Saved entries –
========

PR #615, opened 2015-04-28
Background updates for names in the Zone database

inercia:
This PR implements
- an improved Zone database, where names can have multiple IPs.
  - The Zone database can also store (and differentiate) locally introduced information as well as data obtained from remote peers (with mDNS)
  - Names and IPs accept _observers_ that will we invoked when they change, currently used for cache invalidation but with more potential use cases (eg, remote peers notifications)
  - The mDNS client and server has been moved inside the Zone database. The Zone database will use them for obtaining missing information, for keeping information up to date, etc (this integration between mDNS and the Zone database could be even tighter in the future...)
  - The _mDNS server_ responds with all the answers available in the Zone database, and the _mDNS client_ can make use of multiple answers from other peers for adding information to the local database.
  - The internal structure has also been improved by using maps instead of slices for storing records.
- an _update mechanism_ for keeping names in the database up to date. So far, queries about information not in the database resulted in mDNS queries. Clients would then obtain the first response WeaveDNS could get from other peers, as waiting for more responses would also mean more latency. In this new mechanism, we also trigger an immediate update request for that name in order to get all the other IPs we didn't wait for, and we will repeat that update periodically until either a) there is no local interest in that name or b) no other peer answers our request (more details [here](https://github.com/inercia/weave/blob/weave-583-2/nameserver/zone_lookup.go#L198))
- vastly improved unit tests, with
  - use of an external clock provider, specially useful for testing expirations in the cache and names updates (eg, names that appear and disappear in the network).
  - more mocks, in particular the new mocked mDNS client and server (an external, mocked clock provider would lead to unexpected results with real network senders&receivers)

### DIFF
--- a/nameserver/dns.go
+++ b/nameserver/dns.go
@@ -2,6 +2,8 @@ package nameserver
 
 import (
 	"github.com/miekg/dns"
+	"math/rand"
+	"time"
 )
 
 const (
@@ -85,4 +87,21 @@ func getMaxReplyLen(r *dns.Msg, proto dnsProtocol) int {
 		maxLen = int(opt.UDPSize())
 	}
 	return maxLen
+}
+
+
+func init() {
+	rand.Seed(time.Now().UTC().UnixNano())
+}
+
+// shuffleAnswers reorders answers for very basic load balancing
+func shuffleAnswers(answers []dns.RR) []dns.RR {
+	if len(answers) > 1 {
+		for i := range answers {
+			j := rand.Intn(i + 1)
+			answers[i], answers[j] = answers[j], answers[i]
+		}
+	}
+
+	return answers
 }
--- a/nameserver/dns.go
+++ b/nameserver/dns.go
@@ -89,7 +89,6 @@ func getMaxReplyLen(r *dns.Msg, proto dnsProtocol) int {
 	return maxLen
 }
 
-
 func init() {
 	rand.Seed(time.Now().UTC().UnixNano())
 }
@@ -103,5 +102,14 @@ func shuffleAnswers(answers []dns.RR) []dns.RR {
 		}
 	}
 
+	return answers
+}
+
+// only take the first `num` answers
+func pruneAnswers(answers []dns.RR, num int) []dns.RR {
+	if num > 0 && len(answers) > num {
+		// TODO: we should have some prefer locally-introduced answers, etc...
+		return answers[:num]
+	}
 	return answers
 }
--- a/nameserver/dns.go
+++ b/nameserver/dns.go
@@ -33,6 +33,8 @@ func makeTruncatedReply(r *dns.Msg) *dns.Msg {
 	return reply
 }
 
+type DNSResponseBuilder func(r *dns.Msg, q *dns.Question, addrs []ZoneRecord) *dns.Msg
+
 func makeAddressReply(r *dns.Msg, q *dns.Question, addrs []ZoneRecord) *dns.Msg {
 	answers := make([]dns.RR, len(addrs))
 	header := makeHeader(r, q)
--- a/nameserver/mocks_test.go
+++ b/nameserver/mocks_test.go
@@ -2,6 +2,7 @@ package nameserver
 
 import (
 	"fmt"
+	"github.com/benbjohnson/clock"
 	"github.com/miekg/dns"
 	. "github.com/weaveworks/weave/common"
 	wt "github.com/weaveworks/weave/testing"
@@ -419,6 +420,22 @@ func runLocalTCPServer(laddr string, handler dns.HandlerFunc) (*dns.Server, stri
 
 	Debug.Printf("[mocked fallback] Fallback TCP server listening at %s", l.Addr().String())
 	return server, l.Addr().String(), nil
+}
+
+//////////////////////////////////////////////////////////////////
+
+type mockedClock struct {
+	*clock.Mock
+}
+
+func newMockedClock() *mockedClock {
+	return &mockedClock{clock.NewMock()}
+}
+
+func (clk *mockedClock) Forward(secs int) {
+	Debug.Printf(">>>>>>> Moving clock forward %d seconds - Time traveling >>>>>>>", secs)
+	clk.Add(time.Duration(secs) * time.Second)
+	Debug.Printf("<<<<<<< Time travel finished! We are at %s <<<<<<<", clk.Now())
 }
 
 //////////////////////////////////////////////////////////////////
--- a/nameserver/mocks_test.go
+++ b/nameserver/mocks_test.go
@@ -1,9 +1,15 @@
 package nameserver
 
 import (
+	"fmt"
+	"github.com/miekg/dns"
 	. "github.com/weaveworks/weave/common"
+	wt "github.com/weaveworks/weave/testing"
 	"net"
+	"strconv"
 	"sync"
+	"testing"
+	"time"
 )
 
 const (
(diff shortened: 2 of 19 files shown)


nameserver/server.go
```diff
@@ -54,51 +65,64 @@ func (proto dnsProtocol) String() string {
...
 	switch proto {
 	case protTCP:
-		return &dns.Client{Net: "tcp"}
+		return &dns.Client{Net: "tcp", ReadTimeout: timeout}
 	case protUDP:
-		return &dns.Client{Net: "udp", UDPSize: uint16(bufsize)}
+		return &dns.Client{Net: "udp", ReadTimeout: timeout, UDPSize: uint16(bufsize)}
 	}
 	return nil
 }
```
inercia: `server.go` has changed so much that I doubt it would be worth to review it by using the diff... The same applies to `zone.go`

awh:
@alvaro

This is far, far too much change for a single PR which iterates on existing functionality - it's comparable in size to the IPAM PR, which is adding an entire new subsystem. Here's what I think we need to do:

### Push some of the commits straight to master

You don't need to get absolutely everything reviewed - small obvious stuff can go straight on master:

* _c726a95 - Minor: check the "assert" argument is not "nil"._
* _b903870 - Restored "fallback" argument for forcing a fallback server._

### Pull some commits out as separate PRs

* _32084ce - Use a general signal handler._ This PR should also refactor the weave router to make use of the extracted common signal handler.
* _bb76c7c - Do not invoke the mDNS lookups from the server._ This commit has a nice descriptive log message, but the changes are hard to review all mixed together. Pull this commit out as a single PR, and restructure it with ~one commit per bullet point of the commit message.
* 82cbd6d - Improved Zone database. This is a monster! Each of the five sub-bullet points describing this in the initial PR comment (and the 'update mechanism' bullet) need to be pulled out as individual pull requests, with granular commits as appropriate. 

There are a few other sundry small commits in this PR that introduce interfaces and make some test improvements, I'm not sure what the dependencies are between those and the above so I'll leave you to distribute them across the restructured PRs as you see fit.

I appreciate that this is a pain, and impedes your forward progress, but we need to break out of this cycle where the review backlog is so far behind your current progress. I'm afraid that if we don't, by the time I struggle through reviewing this you'll have built up another ~3k line changeset and we'll be back where we started. I'm hopeful that we can break this cycle, get the backlog down, and start iterating rapidly on small PRs...

awh:
Another thought regarding types of PR: as a reviewer it's very useful to know whether a PR is intended to change user visible behaviour or not. Refactoring PRs that don't change external functionality are absolutely fine; PRs which change behaviour should _almost always_ be associated with an issue, and be clearly marked - the easiest way of doing this is to put a 'Fixes #NNN' message at the top of the PR comment, that way the issue is closed automatically on merge...

inercia:
@awh Apologies if this PR is too big again. I understand there is a lot of code and it is difficult to review. I understand your request for smaller PRs, but I'm not so fond of having so many PRs as you suggest. I think it makes sense in big, stable projects (eg, the Linux kernel) where you do not want to rush for new features and the main goal is to move between very stable points (eg, points where you can get a new release) through incremental changes.

I think that, in a project like this, too many PRs frequently lead to a slower reviewing process (eg, more comments (for things that could change in next PR), more iterations, etc). In my opinion, it makes more sense to work on PRs that focus on specific features, start and end in stable points in the history (eg, we will never get a release from a commit in the middle of this PR!), while being easy to understand and review.

All this said, I'm sure I can make it easier to review this PR. I will try again and redo the history in the PR, so let me know what you think about this plan:

* _c726a95 - Minor: check the "assert" argument is not "nil"._ I will move this commit to master.
* _b903870 - Restored "fallback" argument for forcing a fallback server._ I will move this commit to master.
* _32084ce - Use a general signal handler._  My plan was to get this into master with this PR, and then create another PR where the router would use it too. But I can do it as you suggested and put all together in a separate PR.
* _82cbd6d - Improved Zone database._ There is a problem here, as I think it is difficult to break in different commits (or PRs) as you suggest: the whole ZoneDb internal structure has changed from a slice of records to a tree, so the main chunk must be an atomic change (and this can be about 80% of the code in this commit), and I think that the new [zone.go](https://github.com/weaveworks/weave/blob/82cbd6d9d864158bfb4a251c7402336fc55d70f4/nameserver/zone.go) is relatively easy to understand. I can move to different commits things like the names updater, maybe some other things too... I will try it.
* _bb76c7c - Do not invoke the mDNS lookups from the server._ Once the ZoneDb is responsible for the mDNS subsystem, the server is simplified a lot. And, while this change could seem hard to review by looking at the diff, the code is, in fact, much easier to understand now if you look to the new [server.go](https://github.com/weaveworks/weave/blob/bb76c7c92f4f969feffe1bcbc5359bdc3b731e31/nameserver/server.go). The rest of the commit are unit tests. I will try to split this commit somehow...

rade:
Does this PR resolve any of the open issues relating to DNS?

inercia:
@rade This would address #338 (return all matching local records) and partially #226 (dns load balancing)

rade:
which bits of #226 will be left?

inercia:
@rade ... the "fault resilience" part of the #226

rade:
@alvaro In my mind there is no difference between the load balancing and fault resilience aspects of #226, wrt weaveDNS functionality. What weaveDNS functionality were you thinking of that is specifically targeted at fault tolerance?

inercia:
@rade In its basic form, we can use load-balancing as some form of fault resilience. But, in the long term, we have a privileged position for knowing the state of the network and sending always up-to-date responses to DNS clients (with tiny TTLs, probably equal to the propagation time of this information in the network). And I also think it would be a good thing to support SRV records at some moment...

rade:
@inercia As per its title,  #226 is about *basic* load balancing and fault resilience. What you are describe is more advanced; please open separate issues.

awh:
General question - what do you think about breaking out name/nameset/zonedb (and possibly others) and their related methods into eponymously named files? One thing I've noticed (across the whole project, not just weaveDNS) is that we don't tend to make much use of packages (particularly nested ones), and have relatively few files compared to what you might see in other languages. I'm new to golang so it may just be my one-class-per-file Java/Scala prejudices showing :D Having directories or files named for the structures they contain does certainly aid navigability for those that aren't intimately familiar with the codebase though... thoughts?

rade:
The [docs](https://github.com/weaveworks/weave/tree/latest_release/weavedns#registering-multiple-containers-with-the-same-name) need updating.

inercia:
@rade Docs updated in 42be1a2

rade:
Given that this PR *does* add new user-visible functionality, I'd expect there to be some addition to the smoke tests.

inercia:
@rade It makes sense. I will include some smoke tests...

nameserver/zone_lookup.go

========

ACTIVITY – Exactly as they appear, retype the lines from the start of the records through the line containing "- use of an".

RESULT OF THE EXERCISE –
PR #615, opened 2015-04-28
Background updates for names in the Zone database

inercia:
This PR implements
- an improved Zone database, where names can have multiple IPs.
  - The Zone database can also store (and differentiate) locally introduced information as well as data obtained from remote peers (with mDNS)
  - Names and IPs accept _observers_ that will we invoked when they change, currently used for cache invalidation but with more potential use cases (eg, remote peers notifications)
  - The mDNS client and server has been moved inside the Zone database. The Zone database will use them for obtaining missing information, for keeping information up to date, etc (this integration between mDNS and the Zone database could be even tighter in the future...)
  - The _mDNS server_ responds with all the answers available in the Zone database, and the _mDNS client_ can make use of multiple answers from other peers for adding information to the local database.
  - The internal structure has also been improved by using maps instead of slices for storing records.
- an _update mechanism_ for keeping names in the database up to date. So far, queries about information not in the database resulted in mDNS queries. Clients would then obtain the first response WeaveDNS could get from other peers, as waiting for more responses would also mean more latency. In this new mechanism, we also trigger an immediate update request for that name in order to get all the other IPs we didn't wait for, and we will repeat that update periodically until either a) there is no local interest in that name or b) no other peer answers our request (more details [here](https://github.com/inercia/weave/blob/weave-583-2/nameserver/zone_lookup.go#L198))
- vastly improved unit tests, with
  - use of an external clock provider, specially useful for testing expirations in the cache and names updates (eg, names that appear and disappear in the network).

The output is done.